What a crock of BS. As a guitar builder who works his butt off to make people happy, it really pisses me off to read generalized statements like this.

I'm not having a go at you in specific, I'm attacking the mindset that all builders are going to take a year longer or all builders are going to rip you off and all this other crap that goes on. It's generalized attitude that hurts the good guys.

I admit that I fell three months behind my schedule last year and that was only because I built a whole new workshop from the ground up, including tree removal and earth moving all the way thjrough to underground cables and building all new workbenches the works, the govt took longer processing approvals etc than I planned for and it set me back. 

I worked my butt off to catch up, I have kept all my customers in a constant loop so that at any given time they know exactly what status their guitars are at as well as providing hundreds of build pics along the way. I also worked extra long hours and worked on my days off as well as stopped taking orders for several months so that I am now well ahead of schedule and can start builds without a stupid long wait.

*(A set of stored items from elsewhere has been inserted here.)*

Issue #180, opened 2025-06-09
Don't crash if Python's parser cannot parse the file


antocuni:
At the moment, SPy's parser is based on CPython's one:
1. first CPython converts source code into an `ast` tree
2. then `spy/parser.py` converts `ast` into `spy.ast`

If there is an error and/or an unsupported construct in phase (2), we emit a nice error message, e.g.:

```
def main() -> void:
    a.x += 1
```

```
❯ spy -p /tmp/x.spy 
ParseError: not implemented yet: assign to complex expressions
   --> /tmp/x.spy:2:5
  2 |     a.x += 1
    |     |_| this is not supported
```

However, if there is a parsing error during phase (1), the interpreter crashes with a Python-level traceback, and moreover we show either `<string>` or `<unknown>` as the source code location.
E.g.:

```
def main() -> void:
    if 1:
```

```
❯ spy -p /tmp/x.spy
Traceback (most recent call last):
  File "/home/antocuni/anaconda/spy/venv/bin/spy", line 8, in <module>
    sys.exit(app())
[...]

  File "/home/antocuni/anaconda/spy/spy/magic_py_parse.py", line 51, in magic_py_parse
    py_mod = py_ast.parse(src2)
             ^^^^^^^^^^^^^^^^^^
  File "/usr/lib/python3.12/ast.py", line 52, in parse
    return compile(source, filename, mode, flags,
           ^^^^^^^^^^^^^^^^^^^^^^^^^^^^^^^^^^^^^^
  File "<unknown>", line 2
    if 1:
         ^
IndentationError: expected an indented block after 'if' statement on line 2
```

If we mix tab and spaces, we get a slightly different error:
```
def main() -> void:
        print('hello')  # 8 spaces
	print('world')  # 1 tab
```

```
❯ spy -p /tmp/mix_tab_spaces.spy
[...]
  File "/usr/lib/python3.12/tokenize.py", line 576, in _generate_tokens_from_c_tokenizer
    for info in it:
  File "<string>", line 3
    	print('world')
    	             ^
TabError: inconsistent use of tabs and spaces in indentation
```

Most editors automatically convert tabs into spaces and so it's not easy to actually write `mix_tab_spaces.spy` to disk. It can be downloaded here:
https://antocuni.eu/files/misc/mix_tab_spaces.spy

I think that in both cases, the culprit is the `magic_py_parse.py` module, which does a dance of to tokenize/modify the token stream/untokenize/parse. We should be more robust and handle those cases better.

[...]

PR #181, opened 2025-06-10
Correction of tabs and indentation

PatrickRedStar:
Correction of tabs and indentation #180

### DIFF
--- a/spy/magic_py_parse.py
+++ b/spy/magic_py_parse.py
@@ -62,9 +62,9 @@ def magic_py_parse(src: str, filename: str = "<string>") -> py_ast.Module:
         if isinstance(node, py_ast.Name):
             assert node.end_lineno is not None
             assert node.end_col_offset is not None
-            loc = LocInfo(node.lineno, node.end_lineno,
+            loc_info = LocInfo(node.lineno, node.end_lineno,
                           node.col_offset, node.end_col_offset)
-            node.is_var = loc in var_locs # type: ignore
+            node.is_var = loc_info in var_locs # type: ignore
 
     return py_mod
 
@@ -113,13 +113,13 @@ def preprocess(src: str, filename: str = "<string>") -> tuple[str, set[LocInfo]]
                                tok0.start, tok1.end, tok1.line)
             newtokens.append(newtok)
             # compute the location info of the future ast.Name
-            loc = LocInfo(
+            loc_info = LocInfo(
                 lineno = var_l0,
                 end_lineno = var_l0,
                 col_offset = var_c0,
                 end_col_offset = var_c0 + len(tok1.string)
             )
-            var_locs.add(loc)
+            var_locs.add(loc_info)
             i += 1
         else:
             newtokens.append(tok0)
--- a/spy/ast.py
+++ b/spy/ast.py
@@ -22,7 +22,7 @@ class AST:
     stubs/_ast.pyi
     """
 
-    _loc = None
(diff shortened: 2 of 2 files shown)


spy/magic_py_parse.py
```diff
@@ -42,13 +45,18 @@ class LocInfo:
...
     """
-    src2, var_locs = preprocess(src)
-    py_mod = py_ast.parse(src2)
+    src2, var_locs = preprocess(src, filename)
+    try:
+        py_mod = py_ast.parse(src2, filename=filename)
+    except SyntaxError as e:
+        lineno = e.lineno or 1
+        loc = Loc(filename, lineno, lineno, 0, -1)
+        raise SPyError.simple("W_ParseError", e.msg, "", loc)
```
antocuni, line 59: LGTM, but it would be nice to add a comment which explain _when_ we enter this error path (as opposed as the one in `preprocess`). E.g., "this is triggered by e.g. mixing tabs and spaces", or something like that.

spy/magic_py_parse.py
```diff
@@ -64,8 +72,17 @@ def get_tokens(src: str) -> list[TokenInfo]:
...
+    try:
+        tokens = get_tokens(src)
+    except (SyntaxError, TokenError) as e:
+        lineno = getattr(e, "lineno", None)
+        if lineno is None and isinstance(e, TokenError):
+            lineno = e.args[1][0] if e.args and isinstance(e.args[1], tuple) else 1
+        if lineno is None:
+            lineno = 1
+        loc = Loc(filename, lineno, lineno, 0, -1)
+        raise SPyError.simple("W_ParseError", str(e), "", loc)
```
antocuni, line 86: same as above, would be nice to explain _when_ we enter this error path.
Moreover, by running the two new tests I noticed that none of them actually raises `TokenError`.
Ideally, I would like to have a test which exercises this code path as well.

spy/tests/test_magic_py_parse.py
```diff
@@ -49,3 +54,27 @@ def test_magic_py_parse():
...
+    src = "def main() -> void:\n    if 1:\n"
+    f = tmpdir.join("test.spy")
+    f.write(src)
+    parser = Parser(src, str(f))
+    with expect_errors(
+        "expected an indented block after 'if' statement on line 2",
+        ("", "    if 1:")
+    ):
+        parser.parse()
+
```
antocuni, line 73: these are nitpicks, but I think it's a good idea to keep consistent style across tests:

So knowing my own work ethic and being that I'm a full time builder who does this for a living, I take offense to generalized statements and I'm sure there are other builders just like me.

Again, I'm not having a go at you in specific, I'm having a go at the mindset and I wish people would not bundle all luthiers into the one basket. There's enough guitar builders out there to pick and choose, so I suggest buyers do some research, see what times guitar builders are putting out, see who delivers or not. Don't always go for the cheapest as you usually get what you pay for. Don't go to hobby builders who are just starting out and charging business rates either, it's a bad scenario. You'll always get better quality from someone who is 100+ guitars, in fact I personally believe anyone with less than 100 builds shouldn't even call themselves a luthier. Stick to registered businesses as that way you'll get better protection as a business is bound by laws, you should get better service from a business and you should get a better guitar. 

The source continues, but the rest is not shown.